As is known to those skilled in the art, motor drives are utilized to control operation of a motor. The motor drive is configured to control the magnitude and frequency of the output voltage provided to the motor to achieve, for example, a desired operating speed or torque. According to one common configuration, a motor drive includes a DC bus having a DC voltage of suitable magnitude from which an AC voltage may be generated and provided to the motor. The DC voltage may be provided as an input to the motor drive or, alternately, the motor drive may include a rectifier section which converts an AC voltage input to the DC voltage present on the DC bus. The motor drive includes power electronic switching devices, such as insulated gate bipolar transistors (IGBTs), thyristors, or silicon controlled rectifiers (SCRs). The power electronic switching device further includes a reverse conduction power electronic device, such as a free-wheeling diode, connected in parallel across the power electronic switching device. The reverse conduction power electronic device is configured to conduct during time intervals in which the power electronic switching device is not conducting. A controller, such as a microprocessor or dedicated motor controller, generates switching signals to selectively turn on or off each switching device to generate a desired DC voltage on the DC bus or a desired motor voltage.
It is also known that each of the power electronic devices has certain inherent power losses, such as conduction losses and switching losses. Thus, as each of the power electronic devices conducts current or as it is turned on and off, power is dissipated as heat within the device. In order to prevent device failure, it is desirable to monitor the junction temperature of the power electronic devices.
Historically, motor drives have been mounted in control cabinets at a location separated from the motor which it is controlling. The motor drives typically utilize power modules which contain the power electronic devices. A power module may include, for example, six IGBTs and their respective free-wheeling diodes (FWDs). The IGBTs and FWDs are enclosed within a plastic housing and terminals are provided to establish an electrical connection between each power electronic device and the DC bus and/or the motor. Also enclosed within each module may be a thermistor to monitor the temperature of module.
However, developments in the power electronic devices used to control the motor have reduced the size of the components. This reduction in size of the power electronic devices along with a desire to reduce the size of the control enclosures have led to placing at least a portion of the motor controller electronics on the motor itself as an integrated motor drive. Specifically, the inverter section, which converts the DC voltage on the DC bus to the AC voltage supplied to the motor, is mounted on the motor.
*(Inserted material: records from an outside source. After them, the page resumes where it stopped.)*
PR #504, opened 2024-11-24
Implemented FormData parsing in curl_parser and added tests for it.

### LINKED ISSUE #503: [curl_parser] Improvement to the way curl parsing handles form-data
The current implementation of the Curl class does not correctly handle form data (-F flag) in cURL commands. Specifically, multipart form data is not being parsed or included in the resulting Curl object, which limits support for requests requiring file uploads or complex form submissions. This issue affects the ability to fully represent cURL commands in Dart

I was thinking of improving the parsing by allowing multiple -F flags and then returning an additional formFields Map<String,dynamic> but this will have an issue. As you might know sending out lists in formdata we are required to do it like 

image

image

So if we like to parse the curl it will be having curl .... -F "arr=ele1" -F "arr=ele2"

which should result in a map of arr = [ele1,ele2]

Hence we wouldn't be able to return formData as a Map because of the non-unique key therefore I think a list of tuples will be better or a list of formdata class objects

This can be achieved easily I am just writing up my approach.

Suggestions?

WrathOP:
## PR Description

_Add your description_

## Related Issues

- Closes #503 

### Checklist

## Added/updated tests?

- [x] Yes

- [ ] Windows
- [x] macOS
- [ ] Linux

### DIFF
--- a/packages/curl_parser/test/curl_parser_test.dart
+++ b/packages/curl_parser/test/curl_parser_test.dart
@@ -1,5 +1,4 @@
 import 'dart:io';
-
 import 'package:apidash_core/consts.dart';
 import 'package:apidash_core/models/form_data_model.dart';
 import 'package:curl_parser/curl_parser.dart';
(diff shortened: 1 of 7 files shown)


ashitaprasad:
@WrathOP can you segregate the tests into three files:
- `curl_model_test.dart` -> Where you test curl model files are getting creating properly
- `curl_parser_test.dart` -> where curl strings are parsed and checked if correct curl model is being obtained.
- `dart_to_curl_test.dart` -> where curl models are converted into curl string and checked if the correct curl command string is obtained.

WrathOP:
Ok sure will do that.

WrathOP:
@ashitaprasad I have split up the files.

packages/curl_parser/test/dart_to_curl_test.dart
```diff
@@ -0,0 +1,218 @@
+import 'package:apidash_core/consts.dart';
```
ashitaprasad, line 1: Have you manually checked if each and every generated string in this file is correct?

packages/curl_parser/test/curl_parser_test.dart
```diff
@@ -1,6 +1,7 @@
 import 'dart:io';
```
ashitaprasad, line 1: Have you manually checked if each and every generated Curl model in this file is correct?

packages/curl_parser/test/dart_to_curl_test.dart
WrathOP: Thanks for catching that, they were not a valid curl to begin with fixed that. BTW I am using postman as my curl test I hope that it should be good.

ashitaprasad:
Thanks for the PR @WrathOP 🚀

PR #509, opened 2024-12-11
Fix: Deletion of Global Environment variable causes null error

sai-phaneesh:
## PR Description
Disabled the delete button when Global environment variable is selected.

### Checklist

## Added/updated tests?
- [ ] Yes
- [x] No, and this is why: The change only involves disabling a button, which prevents the delete action. The functionality does not introduce or modify logic that requires testing.

- [ ] Windows
- [x] macOS
- [ ] Linux

## UI Update
api-dash-bug-fix


ashitaprasad:
Thank you for sending the PR. 
LGTM 🚀

PR #512, opened 2024-12-19
feat:Bypass SSL Verification while making requests

### LINKED ISSUE #486: Add ability to send https requests without SSL verification
Unable to send https requests to servers that don't have certificates, such as local IP addresses

Add function for curl request to be sent with the -k option, ignoring the certificate verification step

Clasherzz:
## PR Description
This PR adds SSL bypasing feature to the http client . Using a callbackMethod

## Related Issues

- Closes #486 

### Checklist

## Added/updated tests?

- [ ] Yes
- [x] No, and this is why: Felt its better to add test for createHttpClientWithNoSSL() after getting approval and also had some doubts on how to approach it

- [x] Windows
- [ ] macOS
- [ ] Linux


Clasherzz:
@ashitaprasad Ready for Review

packages/apidash_core/lib/utils/http_request_utils.dart
```diff
@@ -1,6 +1,18 @@
...
 import 'package:seed/seed.dart';
 
+
+http.Client createHttpClientWithNoSSL() {
+  var ioClient = HttpClient()
+    ..badCertificateCallback =
+        (X509Certificate cert, String host, int port) => true;
+  return IOClient(ioClient);
+}
+
```
ashitaprasad, line 15: Will not work in web.
Check out this file - https://github.com/dart-lang/http/blob/master/pkgs/http/lib/src/client.dart

Clasherzz:
@ashitaprasad yes the flutter web framework communicates with browser for ssl verification. There is no way to directly disable or enable it using anykind of code as it posses a security risk. 

I tried running the browser using --ignore-certificate-errors and enabling insecure origin in the developer options of a browser. But it doesn't apply to  XMLHttpRequest API which interacts with flutter only to request made by browser. In short this feauture can't be used on browsers due to security limitations set around by browsers. I should have foreseen this, the best i can do is disable this feauture for web .
 
Do tell me if there is anyother way to make this happen for web (there is a workround method of implementing a middle man and that makes the request through its own client, which is not running on browser and returns it to the actual application running localhost,but i feel like that is not something the organization would want to deal with).

No matter what approach is used eventually we would run into the same issue of browser security .

lib/consts.dart
```diff
@@ -14,6 +14,7 @@ const kAssetSendingLottie = "assets/sending.json";
 const kAssetSavingLottie = "assets/saving.json";
 const kAssetSavedLottie = "assets/completed.json";
 
+final kIsBrowser = kIsWeb;
```
ashitaprasad, line 17: kIsBrowser is a redundancy, remove it & use kIsWeb only.

ashitaprasad:
> Hi @ashitaprasad,
> 
> I initially selected IOClient for its flexibility, particularly with features like SSL bypassing. However, as you pointed out, this approach doesn’t work as expected on the web due to the way the Flutter web framework interacts with the browser for SSL verification. Unfortunately, browsers enforce strict security rules around SSL and HTTPS requests, and there’s no way to bypass or directly alter this behavior through code, as it poses a security risk.
> 
> I attempted to work around this by launching the browser with the --ignore-certificate-errors flag and enabling insecure origins in the developer options. However, I found that this doesn't apply to the XMLHttpRequest API used by Flutter for web, which handles requests made by the browser. In short, due to browser security limitations, it's not possible to disable SSL verification or bypass it directly for web-based applications.
> 
> At this point, it seems like the best course of action is to disable this feature specifically for the web platform, as enabling SSL bypass in browsers isn’t a feasible solution.
> 
> There is a workaround involving a middleman approach, where requests are made through a proxy (outside the browser environment) and then returned to the Flutter web application. However, I understand that this might not be a preferred approach due to the added complexity and infrastructure it would require just for a small feauture.Not to mention we might have to do something for both proxy and web application to be running upon building it(using flutter build).
> 
> Ultimately, it seems we’re constrained by browser security policies, which make it challenging to implement SSL bypass in this case. I hope this provides some clarity on the limitations for web support, but I’m happy to discuss further if you have any alternative suggestions

Yes it will be a good idea to keep it disabled for web.

PR #524, opened 2025-01-05
feat: add oauth

### LINKED ISSUE #481: Implement OAuth 2.0 authentication
I want to send requests to services that use OAuth 2.0. Right now I have to manually acquire an authorization token and copy/paste it into APIDash. The tokens expire usually in an hour, so I have to do this multiple times a day, not only separately for every service, but even for every individual request I have in the library.

APIDash should automatically open a browser session/popup and let me sign in using OAuth 2.0's "hybrid", "implicit" flows. It should also allow me to obtain a token using the "client credentials" flow, which doesn't require a browser session (this is way easier to implement and would already be a huge step forward).

abhinavs1920:
## PR Description

This pull request implements the core functionalities of the OAuth2 feature, specifically focusing on configuration saving and changes. The implementation utilizes the official Dart OAuth2 package and uses GitHub as the OAuth provider for illustration purposes. The Authorization Code flow type is currently implemented.

## Related Issues

- Closes #481

### Checklist
- [x] I have updated my branch and synced it with the project main branch before making this PR
- [x] I am using the latest Flutter stable branch (run flutter upgrade and verify)
- [x] I have run the tests (flutter test) and all tests are passing

## Added/updated tests?

- [x] Yes

- [x] Windows
- [ ] macOS
- [ ] Linux

### DIFF
--- a/lib/codegen/codegen_utils.dart
+++ b/lib/codegen/codegen_utils.dart
@@ -1,3 +1,6 @@
+import 'package:apidash_core/models/http_request_model.dart';
+import 'package:seed/models/name_value_model.dart';
+
 String jsonToPyDict(String jsonString) {
   Map<String, String> replaceWithMap = {
     "null": "None",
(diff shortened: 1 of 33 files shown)


ashitaprasad:
This PR contains a lot of unnecessary changes and shows lack of knowledge of existing code.
I recommend you to go through the entire API Dash codebase first to develop a better understanding.

abhinavs1920:
@ashitaprasad Yep, actually that was my brute force approach, I just wanted to know if the flow I implemented currently is right or not. I will make a new PR with clean and optimized code with the current flow I implemented.

PR #552, opened 2025-01-25
added check for new versions and automatically prompt the user

### LINKED ISSUE #373: [feat] in-app update check
Implement feature to automate checking for app updates on launch as mentioned below.

On launch, we can check if a new version of API Dash is available by matching it with GitHub repository. This can be done by
- Maintaining a `version` file in the root directory
- By using GitHub API to find latest release.

image

Then an user prompt can be made to notify user that a new version is available for download. User may have an option to download now, or skip this update.

- If user skips,
  - Save this action in shared preferences and not alert user for current stable version update.

- If user updates, 
  - Scenario 1 (Automatic Update)
    - Use GitHub API to download latest artifact according to user's platform
    - Perform an update (Approach to be discussed)
  - Scenario 2 (Manual Update)
    - Redirect user to API Dash's release tab (https://github.com/foss42/apidash/releases)
    - Let user perform the update 

This feature isn't a priority but a good to have, and may be merged after GSoC contribution period to avoid any conflicts.

abhinavs1920:
## PR Description

This PR implements the in-app update check feature for APIDash. The feature checks for the latest version of the application using the GitHub API and notifies users if an update is available. It supports update handling for Windows, Linux, Android, iOS and macOS platforms.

Because the motors are typically located on a machine or within an industrial process line, it is desirable to use an enclosure for the integrated motor drive which has a footprint equal to or less than the area of the surface on the motor to which it is mounted and which has a low profile, and conventional power modules may not fit within the desired enclosure.
As a result, motor controllers have been developed in which individual power electronic devices are mounted within the housing to form an inverter section. The individual power electronic devices may be mounted in a smaller area than traditional power modules. However, by eliminating the traditional power module, the thermistor is no longer present. Providing a separate thermistor within the integrated motor drive has its drawbacks. The thermistor generates an analog signal that is susceptible to interference from modulation of the power electronic devices. Further, the analog signal requires conversion of the signal to a digital signal prior to being input to a controller and isolation of the signal from the controller. Finally, the signal generated is non-linear and requires calibration and compensation within the controller.
Thus, it would be desirable to provide an improved system and method for monitoring the temperature of power electronic devices in an integrated motor drive.